[Data to use — start]
PR #706, opened 2026-04-09
Add list slice

jakearchibald:
For https://github.com/whatwg/html/pull/12345.

I also changed the definition of clone, since it's just a slice with default args.

### DIFF
--- a/infra.bs
+++ b/infra.bs
@@ -1662,13 +1662,17 @@ set of steps on each <a for=list>item</a> in order, use phrasing of the form
 subsequent prose.
 
 <div algorithm=slice>
-<p>To <dfn export for=list,stack,queue,set>slice</dfn> a <a>list</a> |list|, with an optional index
-<dfn export for=list/slice><var>from</var></dfn> (default 0) and an optional index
[Data to use — finish]
• _Work task_:
Exact copies of all the records are to be printed.

• _Exercise result_:
PR #706, opened 2026-04-09
Add list slice

jakearchibald:
For https://github.com/whatwg/html/pull/12345.

I also changed the definition of clone, since it's just a slice with default args.

### DIFF
--- a/infra.bs
+++ b/infra.bs
@@ -1662,13 +1662,17 @@ set of steps on each <a for=list>item</a> in order, use phrasing of the form
 subsequent prose.
 
 <div algorithm=slice>
-<p>To <dfn export for=list,stack,queue,set>slice</dfn> a <a>list</a> |list|, with an optional index
-<dfn export for=list/slice><var>from</var></dfn> (default 0) and an optional index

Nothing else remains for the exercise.